Your answer must be a single number: how many lines in the records below contain the word "DataStreamUDP".

[Start of section]

Issue #1015, opened 2024-10-05
UDP Server crashing


Lsnso:
Hi.

I am running PopOS 20.04 with the latest main commit 591048.
When I try to set up a UDP Server, my window crashes.

Below is a video showing the behaviour. Dummy streamer works just fine.

https://github.com/user-attachments/assets/02735a11-020c-4326-bd86-9d32becad83e

Thanks in advance!

Petapton:
Hello, I get this same error too. I'm using AUR-built version 3.9.2.
WebSocket Server and ZMQ Subscriber don't seem to be affected. Settings window opens correctly for them.

Ekstrapolator:
check on witch branch you are, and if not on master switch and rebuild plotjuggler and udp plugin

tarunkartik:
Can I take this issue? Happy to submit a PR.

facontidavide:
be my guest!

PR #1265, opened 2026-01-14
Fixes issue #1015: UDP server crash

tarunkartik:
### Summary
Fixes issue #1015  where PlotJuggler crashes when trying to start a UDP server.
- Was not able to recreate the exact scenario that reporter experienced but the stack trace in the video shows that the error was an std::out_of_range exception within UDP::start().
- The only possible location that can happen is when the at() function is called on the parserFactories()

### Changes
- Replaced the  call to at() with a safer lookup by calling find() inside the lambda for onComboChanged()
- Provided a fallback in case the selected_protocol does not exist

### Testing
- Built in docker container
- Manually tested UDP streaming

### DIFF
--- a/plotjuggler_plugins/DataStreamUDP/udp_server.cpp
+++ b/plotjuggler_plugins/DataStreamUDP/udp_server.cpp
@@ -118,7 +118,20 @@ bool UDP_Server::start(QStringList*)
         prev_widget->setVisible(false);
       }
     }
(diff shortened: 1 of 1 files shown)


facontidavide:
nice ,but I don't thing that we should default to another one. we should just close the connection, IMO

facontidavide:
fixed differently, thanks

Issue #1255, opened 2026-01-06
[BUG]: Line Styles Cannot be Changed Once Set


Bartimaeus-:
**Describe the bug**
Line style cannot be changed once modified from the Edit Curves dialog window

**To Reproduce**
Add curves to plot
Edit line style with the Edit Curves window
Save changes
Attempt to change the line style again

See video

https://github.com/user-attachments/assets/76a50f47-bc65-4290-a2c1-6f0998776051

**Expected behavior**
Changes to line style applied after clicking on "save changes"

**System details**

 - OS: Windows 11
- Platform: N/A
 - Version 3.15.0

Pana1v:
This can be closed

PR #1277, opened 2026-01-23
Fix Reset to Default Curve Style in PlotWidget

Pana1v:
Ensures plot curve styles correctly revert to "Lines (default)" when loading layouts by explicitly clearing overrides when the style attribute is missing.
Fixes Issue #1255 
## Before
[Screencast from 2026-01-23 22-50-51.webm](https://github.com/user-attachments/assets/085df066-1513-49c8-99b6-4601e9cbaa6d)
## After
[Screencast from 2026-01-23 22-51-54.webm](https://github.com/user-attachments/assets/36bad35a-b964-44ae-b740-7c0dd4e6c616)


Pana1v:
PTAL @facontidavide

PR #1278, opened 2026-01-24
Fix: Save colorMaps section to layout XML

Pana1v:
Fixes #1258
The colorMaps element was being created and populated but never appended to the XML document root, causing custom colormaps to be lost when saving layouts.


Pana1v:
Ptal @facontidavide

facontidavide:
image

PR #1289, opened 2026-02-12
fix: quaternion-to-RPY toolbox streaming data loss

### LINKED ISSUE #1059: Quaternion to RPY toolbox streaming only displays last point
When setting up the roll, pitch, yaw with the toolbox then it works well until I start the paused stream (from ROS2) as can be seen in the image below. It looks like only the last point is converted and saved. 

Pressing pause, using the toolbox and looking at the data:

Image

Presssing play to continue the stream:

Image

The manual custom series works as expected (but is also handled different internally as far as I know).

pradhankukiran:
- Remove `data_roll.clear()`, `data_pitch.clear()`, `data_yaw.clear()` calls from `QuaternionToRollPitchYaw::calculate()` that wiped output every replot cycle (40ms), leaving only 1-2 points visible during live streaming
- Change timestamp guard from `>=` to `>` to prevent duplicate point insertion on each cycle

The `calculate()` method now follows the same incremental append pattern used by `TransformFunction_SISO` and all other streaming transforms. External code in `TransformedTimeseries::updateCache()` already handles clearing + reset when a full recompute is needed.

  Fixes #1059

### DIFF
--- a/plotjuggler_plugins/ToolboxQuaternion/quaternion_to_rpy.cpp
+++ b/plotjuggler_plugins/ToolboxQuaternion/quaternion_to_rpy.cpp
@@ -33,10 +33,6 @@ void QuaternionToRollPitchYaw::calculate()
   data_pitch.setMaximumRangeX(data_x.maximumRangeX());
   data_yaw.setMaximumRangeX(data_x.maximumRangeX());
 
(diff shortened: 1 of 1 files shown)


facontidavide:
image

PR #1549, opened 2015-01-27
Zeiss CZI: set plane positions using pixel row/column values

melissalinkert:
If physical positions are not present, this means that the PositionX and
PositionY values will be set to the relative positions in pixels.

See QA 10445.  Without this PR, PositionX and PositionY on Plane are not populated for the QA file.  With this PR, ```showinf -omexml``` or ImageJ with ```Display OME-XML metadata``` checked should show both values populated for every plane.

Opening in ImageJ with ```Stitch tiles``` checked will arrange the tiles in order according to PositionX and PositionY, so this can be used to verify that the positions are correct - just note that the tile overlap is intentionally not removed, so the resulting images will not have completely smooth transitions between tiles.


bramalingam:

melissalinkert:
--no-rebase

PR #1550, opened 2015-01-27
Improve the copyright year update logic

sbesson:
This commit should now use the commit year from `git log -n1` per file to update the copyright header instead of using the current year unilaterally as presently.

### DIFF
--- a/tools/update_copyright
+++ b/tools/update_copyright
@@ -23,15 +23,17 @@ do
     echo "Updating $COPYRIGHT"
     for file in $(git grep -l "${COPYRIGHT}${YEAR}${RANGE}${YEAR}${AUTHOR}");
     do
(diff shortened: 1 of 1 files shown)


joshmoore:
Though I appreciate the comment that started this (https://github.com/openmicroscopy/bioformats/pull/1483#issuecomment-66972956), I think it's actually going to create more work than is needed at the moment. For example, the date on many files are actually those of the last time that the copyright was bumped, and so the results will still be skewed. The policy has been (for better or worse) to move to the current year, and since these PRs are about **reducing** the amount of time the team is worrying about headers, I'm closing this out of hand. At some point (far in the future), we can come back and re-evaluate this, but for the moment, I would really (__really__) like us to stop worrying about the copyright headers.

PR #1552, opened 2015-01-28
Save file

jburel:
Fix "overwrite" problem
To test the PR
test 1:
 * Open an image with mutli z and t in ImageJ
 * Click on BF-exporter
 * Select a name that already exists in chosen directory (if none, save first as ome-tiff)
 * to make sure the image is correctly updated, you should crop the original image
 * Click ok when the question to overwrite the file is asked.
 * Click ok for each of the following dialogs popping up
 * Check that the generated file is correct

test 2
* Repeat the steps from test 1 but this time select write z, t, c. 
* You will probably have to repeat twice to first generate the file with plane information.

### DIFF
--- a/components/bio-formats-plugins/src/loci/plugins/out/Exporter.java
+++ b/components/bio-formats-plugins/src/loci/plugins/out/Exporter.java
@@ -39,7 +39,6 @@ import ij.io.FileInfo;
 import ij.io.OpenDialog;
 import ij.measure.Calibration;
 import ij.plugin.frame.Recorder;
-import ij.plugin.frame.RoiManager;
 import ij.process.ByteProcessor;
 import ij.process.ColorProcessor;
 import ij.process.FloatProcessor;
--- a/components/bio-formats-plugins/src/loci/plugins/out/Exporter.java
+++ b/components/bio-formats-plugins/src/loci/plugins/out/Exporter.java
@@ -154,6 +154,7 @@ public class Exporter {
             }
         }
 
+        File f = null;
         if (outfile == null || outfile.length() == 0) {
             // open a dialog prompting for the filename to save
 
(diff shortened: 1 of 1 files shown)


components/bio-formats-plugins/src/loci/plugins/out/Exporter.java
```diff
@@ -560,6 +559,34 @@ else if (proc instanceof ShortProcessor) {
...
+            boolean in = false;
+            for (int i = 0; i < outputFiles.length; i++) {
+                String name = new File(outputFiles[i]).getName();
+                for (int j = 0; j < files.length; j++) {
+                    if (files[j].equals(name)) {
+                        in = true;
+                        break;
+                    }
+                }
+            }
```
melissalinkert: Could this be simplified a bit?  Something like:

```
boolean in = false;
for (String file : outputFiles) {
  if (new File(file).exists()) {
    in = true;
    break;
  }
}
```

jburel: Yes, I should have done that, I was testing the file output and did not simplify.
Too quick to move to other tasks

will-moore:
When you say "Open an image" - Using what software? / setup?

jburel:
@will-moore: sorry in ImageJ

bramalingam:
Everything works as expected. But a small fix might be required for the number of dialogs that pop up , when the full file name with extension is typed in while overwriting(was introduced by me previously). Fixing that in this PR itself would be great.

jburel:
@bramalingam: saving now fixed
Also stop the saving process when the user clicks on Cancel in The "split" dialog.

bramalingam:
Everything works as expected. Please merge.

jburel:
--no-rebase

PR #1551, opened 2015-01-28
Colorizer

joshmoore:
For supporting the application of lookup tables other than those provided in datasets, a new ReaderWrapper `Colorizer` has been added which takes an implementation of the new interface `LutSource` to convert one `byte[]` to another. The "standard" LUTs provided by ImageJ1's `LutLoader` are supported.

Testing:
 * `./bfconvert -colorize fire INPUT OUTPUT` should produce results similar to applying a LUT in ImageJ
 * `./showinf -colorize ice INPUT` show show an image with the alternative coloring.

Note: test OUTPUT should initially be of type `.ome.tiff`. `.png` is not yet working.

PR #1554, opened 2015-01-28
ND2: add the PFS offset and status to the original metadata table

melissalinkert:
Fixes http://trac.openmicroscopy.org/ome/ticket/12560.  To test, verify that ```PFS Offset``` and ```PFS Status``` entries appear in the original metadata table for .nd2 files that have PFS data listed in the acquisition metadata tab in NIS Elements Viewer.  I was testing with ```nd2/fiji-655/01.nd2```, though it might be a good idea to spot check one or two others.

I would expect builds to remain green.

### DIFF
--- a/components/formats-gpl/src/loci/formats/in/NativeND2Reader.java
+++ b/components/formats-gpl/src/loci/formats/in/NativeND2Reader.java
@@ -95,6 +95,7 @@ public class NativeND2Reader extends FormatReader {
   private int fieldIndex;
 
   private long xOffset, yOffset, zOffset;
+  private long pfsOffset, pfsStateOffset;
 
   private ArrayList<Length> posX;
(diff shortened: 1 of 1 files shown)


dominikl:
Tested with the same file nd2/fiji-655/01.nd2, couldn't find another nd2 file with PFS data. The PFS data is there, in the original metadata table. But I can't open the image in Insight, also thumbnail is black. Bioformats showinf also just shows a black image. So are all nd2 images in today's build.

dominikl:
Probably related to #1551 ... Will test again later, when this PR got excluded.

dominikl:
Tested again with today's build and image nd2/fiji-655/01.nd2. PFS data is there. Also was able to import and view the image. Looks good to merge to me.

melissalinkert:
--no-rebase

PR #1558, opened 2015-01-29
Add ROI's to an existing ome-tiff which already has ROI's 

bramalingam:
To test,

1) Import an ome-tiff which already has ROI's using the Bioformats_Importer.
2) Clear the list of ROI's in the ROIManger.
3) Draw new ROI's and add them to the ROIManager.
4) Export as ome-tiff using the the Bioformats exporter (with the export roi's checkbox selected).
5) Now reimport the saved image using Plugins > Bio-formats > Bio-formats Importer (“Please select the following checkboxes, "Display ROIs","Display OME-XML metadata" and "Display Metadata” in the bioformats-importer options)

This should have the old and new ROI's.

### DIFF
--- a/components/bio-formats-plugins/src/loci/plugins/util/ROIHandler.java
+++ b/components/bio-formats-plugins/src/loci/plugins/util/ROIHandler.java
@@ -177,7 +177,10 @@ public class ROIHandler {
 
         if (rois == null || rois.length == 0) return;
         List<String> discardList = new ArrayList<String>();
-        String roiID = null;int cntr = 0;
+        String roiID = null;
+        OME root = (OME) store.getRoot();
+        int roicount = root.sizeOfROIList();
+        int cntr = roicount;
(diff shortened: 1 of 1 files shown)


jburel:
When the image is opened, the rois are displayed in the data manager. 
If I deleted the rois from the data manager then export the file and override it.
The "deleted" rois are still there. This is confusing

Another point noticed, we should by default select Show all in roi manager when opening it with ROIs

bramalingam:
@jburel : I have pushed 2 commits to handle the issues stated above.

jburel:
@bramalingam: you have 2 branches with almost the same name
RoiHandler_ome-tiff_provenance and ROIHandler_ome-tiff_provenance
Are you sure you pushed to the correct one?

bramalingam:
replaced by https://github.com/openmicroscopy/bioformats/pull/1566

[End of section]

ANSWER TO THE EXERCISE: 2